Data Science Accelerator for Education Analytics
This Data Science Accelerator provides a starting point for the data scientist exploring a new dataset in the education world by using R.
Education is a relatively late adopter of predictive analytics or machine learning as a management tool. Nowadays, a desire for stronger operations is leading universities or government to perform student predictive analysis, which helps in better-informed and faster decision making. Student predictive analytics aims to solve two key problems:
- Identify students more likely to perform better academically, which helps in optimizing support.
- Foresee students at high risk of dropping out thus timely preventing attrition.

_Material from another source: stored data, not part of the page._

Issue #59, opened 2021-07-07
Refurbish cubi-tk irods check


holtgrewe:
**Is your feature request related to a problem? Please describe.**
The current implementation is not so practical (any more). For example, it actually downloads the files and computes md5 check sums which is not practical for really large directories and uses icommands in too many places rather than the Python API.

**Describe the solution you'd like**
Change it as follows:

- Use Python API for the parts that don't do heavy lifting
- Perform checks:
    - count replicas
    - check that md5 sum exists for all replicas and is consistent
    - check that the file length of all replicas is the same
    - check that 0-sized files have the md5sum of the empty string `d41d8cd98f00b204e9800998ecf8427e`
- Optionally, download file and compute md5 sums (opt-in)

**Describe alternatives you've considered**
N/A

**Additional context**
N/A

mikkonie:
We don't actually have to separately check the file size, since we're already comparing checksums.

PR #65, opened 2021-08-17
Reimplement irods check using python client (#59)

mikkonie:
Here's my solution for re-implementing the iRODS check using python-irodsclient instead of shell hacks.

Some notes:

- For opening a session via the client we require the user's iRODS password. My solution was to prompt for this in CLI as storing passwords as clear text is a no-no. I'm open for better ideas.
- Based on my own testing (which includes running this on an iRODS collection with 2500*2 files) opening several sessions and running in parallel does not seem to speed up the checks much at all. We might want to ditch the parallel stuff altogether to simplify the code, but that's your call.
- The alternate version of irods check under sea-snap does not work with the initial commit. If you give thumbs up to this one I should be quite easily able to refactor the hard coded parts to work similarly.
- Codacy doesn't like us providing raw SQL to `SpecificQuery()`. That's too bad, but not much I can do. It's the only efficient way to get file listings recursively. `walk()` is horribly inefficient and becomes unusable beyond a couple of subcollections. Been there, tried that.
- If I have accidentally broken some cubi-tk conventions, please let me know :P

### DIFF
--- a/cubi_tk/irods/check.py
+++ b/cubi_tk/irods/check.py
@@ -1,19 +1,14 @@
 """``cubi-tk irods check``: Check target iRODS collection (all md5 files? metadata md5 consistent? enough replicas?)."""
 
 import argparse
-import getpass
 import json
 import os
-import random
 import re
-import string
-import sys
 import tqdm
 import typing
 
-from irods.exception import CAT_NO_ROWS_FOUND
-from irods.models import Collection, DataObject
-from irods.query import SpecificQuery
+from irods.collection import iRODSCollection
+from irods.data_object import iRODSDataObject
 from irods.session import iRODSSession
 from logzero import logger
 from multiprocessing.pool import ThreadPool
@@ -32,18 +27,19 @@ class IrodsCheckCommand:
         #: Command line arguments.
         self.args = args
 
+        #: Path to iRODS environment file
+        self.irods_env_path = os.path.join(
+            os.path.expanduser("~"), ".irods", "irods_environment.json"
+        )
+
         #: iRODS sessions for parallel execution
         self.irods_sessions = []
 
         #: iRODS environment
         self.irods_env = None
 
-        #: iRODS password
-        self.irods_pass = None
-
     def __del__(self):
         # Ensure cleanup of iRODS sessions
-        # NOTE: Possibly not necessary anymore with python-irodsclient v1.0.0?
         for irods in self.irods_sessions:
             irods.cleanup()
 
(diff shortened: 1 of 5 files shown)


mikkonie:
I made some updates. Details below:

- Upgraded python-irodsclient to get past the issues with expired certs.
- Interactive password is no longer required, we now use the stored iRODS password.
- We now use `walk()` instead of `SpecificQuery`.
    * Apparently `SpecificQuery` does not work with a `rodslevel` user, as we always get `SYS_NO_API_PRIV` from iRODS. This makes sense, as this could enable a standard user to break a lot of things via direct database queries.
    * `walk()` is HORRIBLY inefficient, which means this approach is much slower than my initial approach if we have more than a few files/subcollections. Don't really know how to help it.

Education systems face an enormous diversity across regions and countries. The case studies in Asia show a novel and unique landscape for machine learning in the education world.
The current version of this Accelerator covers the above two typical use cases:
- Student Drop-out Prediction In this use case, we leverage a series of ML models, two-class classification, to predict the likelihood of a student dropping out for an India State Government.
- Student Score Modeling In this use case, we build a mixed effects regression model to measure the influence of student characteristics and predict students’ NAPLAN test scores in the presence of variation in students and schools for an Australian Education Department.
By no means is it the endpoint of the data science journey. The accelerator is under regular revision and improvement and is provided as is.
To get the code up and running on your own system, you should make sure:
- Jupyter Notebook along with Rkernel and Notedown are installed.
- R version 3.2 and 3.3 are needed.
The following is the directory structure for this accelerator:
Data This contains the provided sample data.
- studentDropIndia This sample dataset is simulated from student data in [UCI repository] (https://archive.ics.uci.edu/ml/datasets/Student+Performance#) and an India State Government.
- studentScoreAUS This sample dataset is simulated from student data in [UCI repository] (https://archive.ics.uci.edu/ml/datasets/Student+Performance#) and an Australia Education Organization.
Code This contains the R development code. They are displayed in R markdown files as well as Jupyter Notebook and html files.
- dataStudentDropIndia This is the first part of the data science design pattern for student drop-out prediction, beginning with the task of preparing our data for building models using R.
- modelStudentDropIndia This is the second part of the data science design pattern for student drop-out prediction, introducing how to build multiple binary classification models using R.
- dataStudentScoreAUS This is the first part of the data science design pattern for student score modeling, beginning with the task of preparing our data for building models using R.
- modelStudentScoreAUS This is the second part of the data science design pattern for student score modeling, introducing how to build mixed effect regression models using R.
Doc This contains the documents, like blog, installation instructions, etc.
Build and Test
The code is built by using R Markdown and then converted into Jupyter Notebook by using Notedown.